### Exercise
Gather every line of the entries that includes the word "cannot".

### Records for the exercise
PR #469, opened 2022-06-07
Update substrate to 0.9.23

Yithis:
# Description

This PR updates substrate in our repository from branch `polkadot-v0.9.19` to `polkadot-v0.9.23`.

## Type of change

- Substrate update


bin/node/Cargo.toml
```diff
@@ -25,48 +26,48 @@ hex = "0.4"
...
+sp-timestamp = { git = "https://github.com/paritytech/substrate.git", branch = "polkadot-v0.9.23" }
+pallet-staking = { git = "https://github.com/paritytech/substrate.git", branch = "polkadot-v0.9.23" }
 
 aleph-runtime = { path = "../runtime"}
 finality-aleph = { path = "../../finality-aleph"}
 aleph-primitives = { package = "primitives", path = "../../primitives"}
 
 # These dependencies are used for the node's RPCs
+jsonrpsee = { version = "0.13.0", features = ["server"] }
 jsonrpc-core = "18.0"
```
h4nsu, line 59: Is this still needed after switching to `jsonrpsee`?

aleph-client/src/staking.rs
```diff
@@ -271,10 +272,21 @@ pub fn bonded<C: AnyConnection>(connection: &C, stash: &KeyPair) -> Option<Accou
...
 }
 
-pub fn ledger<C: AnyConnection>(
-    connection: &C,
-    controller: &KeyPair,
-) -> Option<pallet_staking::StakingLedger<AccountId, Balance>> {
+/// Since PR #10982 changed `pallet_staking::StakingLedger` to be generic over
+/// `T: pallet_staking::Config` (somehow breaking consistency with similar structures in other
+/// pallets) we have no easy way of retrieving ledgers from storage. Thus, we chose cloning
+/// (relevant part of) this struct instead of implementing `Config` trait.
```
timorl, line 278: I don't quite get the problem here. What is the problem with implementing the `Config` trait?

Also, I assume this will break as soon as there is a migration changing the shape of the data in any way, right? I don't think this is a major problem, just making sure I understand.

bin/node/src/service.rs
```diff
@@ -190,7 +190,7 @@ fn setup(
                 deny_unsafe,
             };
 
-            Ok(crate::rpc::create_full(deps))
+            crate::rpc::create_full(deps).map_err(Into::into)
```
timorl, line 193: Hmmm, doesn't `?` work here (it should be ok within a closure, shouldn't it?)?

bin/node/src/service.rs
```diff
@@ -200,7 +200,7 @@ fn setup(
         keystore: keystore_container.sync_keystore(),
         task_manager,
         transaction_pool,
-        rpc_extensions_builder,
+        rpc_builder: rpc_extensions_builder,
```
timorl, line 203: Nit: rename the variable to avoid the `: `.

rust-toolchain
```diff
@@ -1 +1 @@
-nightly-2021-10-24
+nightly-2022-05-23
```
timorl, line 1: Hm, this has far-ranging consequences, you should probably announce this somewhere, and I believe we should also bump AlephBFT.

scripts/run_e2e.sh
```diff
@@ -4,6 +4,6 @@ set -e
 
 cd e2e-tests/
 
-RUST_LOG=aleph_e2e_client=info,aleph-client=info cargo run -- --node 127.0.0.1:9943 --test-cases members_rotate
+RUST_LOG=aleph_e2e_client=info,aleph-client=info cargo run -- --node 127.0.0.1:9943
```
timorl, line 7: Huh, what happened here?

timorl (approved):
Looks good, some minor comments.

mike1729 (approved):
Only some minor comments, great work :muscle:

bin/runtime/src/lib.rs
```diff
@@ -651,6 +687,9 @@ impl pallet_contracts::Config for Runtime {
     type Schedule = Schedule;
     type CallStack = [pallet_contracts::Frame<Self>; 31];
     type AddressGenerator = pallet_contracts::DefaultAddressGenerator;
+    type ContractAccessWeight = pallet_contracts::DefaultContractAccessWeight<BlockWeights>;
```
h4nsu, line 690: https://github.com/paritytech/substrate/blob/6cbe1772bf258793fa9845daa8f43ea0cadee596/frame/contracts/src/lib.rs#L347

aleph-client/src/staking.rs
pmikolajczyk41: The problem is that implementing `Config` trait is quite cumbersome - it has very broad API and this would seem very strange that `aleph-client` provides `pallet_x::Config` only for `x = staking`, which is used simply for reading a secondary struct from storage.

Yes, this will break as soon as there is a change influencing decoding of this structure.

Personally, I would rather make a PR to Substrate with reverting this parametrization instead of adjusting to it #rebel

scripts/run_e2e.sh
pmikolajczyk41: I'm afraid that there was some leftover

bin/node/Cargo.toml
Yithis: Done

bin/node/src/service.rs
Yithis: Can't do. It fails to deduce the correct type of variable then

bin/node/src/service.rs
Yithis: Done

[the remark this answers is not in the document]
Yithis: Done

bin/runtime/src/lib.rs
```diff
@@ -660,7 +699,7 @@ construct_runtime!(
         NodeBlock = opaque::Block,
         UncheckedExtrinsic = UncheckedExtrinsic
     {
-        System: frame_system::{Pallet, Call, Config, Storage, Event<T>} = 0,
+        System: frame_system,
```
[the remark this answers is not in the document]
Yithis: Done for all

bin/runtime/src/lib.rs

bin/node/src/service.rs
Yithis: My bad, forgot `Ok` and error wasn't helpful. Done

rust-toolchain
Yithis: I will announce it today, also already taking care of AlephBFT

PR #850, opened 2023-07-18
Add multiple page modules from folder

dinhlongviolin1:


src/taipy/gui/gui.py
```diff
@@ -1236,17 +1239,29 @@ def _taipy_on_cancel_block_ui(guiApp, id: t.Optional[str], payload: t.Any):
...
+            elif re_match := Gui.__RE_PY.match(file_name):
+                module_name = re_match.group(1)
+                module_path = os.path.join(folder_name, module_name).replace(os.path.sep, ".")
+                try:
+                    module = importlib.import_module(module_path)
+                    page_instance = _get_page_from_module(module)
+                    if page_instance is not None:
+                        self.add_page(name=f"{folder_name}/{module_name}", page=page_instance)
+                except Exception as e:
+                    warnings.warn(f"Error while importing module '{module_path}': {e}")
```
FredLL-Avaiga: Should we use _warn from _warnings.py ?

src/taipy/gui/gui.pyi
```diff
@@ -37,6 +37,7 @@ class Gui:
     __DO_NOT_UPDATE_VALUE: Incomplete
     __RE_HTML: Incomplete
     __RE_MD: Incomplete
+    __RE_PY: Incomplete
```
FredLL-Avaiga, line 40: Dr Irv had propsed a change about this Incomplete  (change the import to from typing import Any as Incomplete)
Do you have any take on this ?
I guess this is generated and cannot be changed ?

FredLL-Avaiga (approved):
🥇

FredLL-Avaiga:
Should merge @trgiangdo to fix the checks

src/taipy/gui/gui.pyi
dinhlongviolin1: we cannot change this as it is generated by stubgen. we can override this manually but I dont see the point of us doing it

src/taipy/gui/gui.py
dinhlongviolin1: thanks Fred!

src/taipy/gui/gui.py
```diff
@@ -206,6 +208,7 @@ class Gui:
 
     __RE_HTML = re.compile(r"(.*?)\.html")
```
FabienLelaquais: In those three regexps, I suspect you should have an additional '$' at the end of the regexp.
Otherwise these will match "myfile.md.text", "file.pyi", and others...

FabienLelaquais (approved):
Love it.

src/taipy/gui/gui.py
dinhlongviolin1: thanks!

### Exercise solution
I guess this is generated and cannot be changed ?
dinhlongviolin1: we cannot change this as it is generated by stubgen. we can override this manually but I dont see the point of us doing it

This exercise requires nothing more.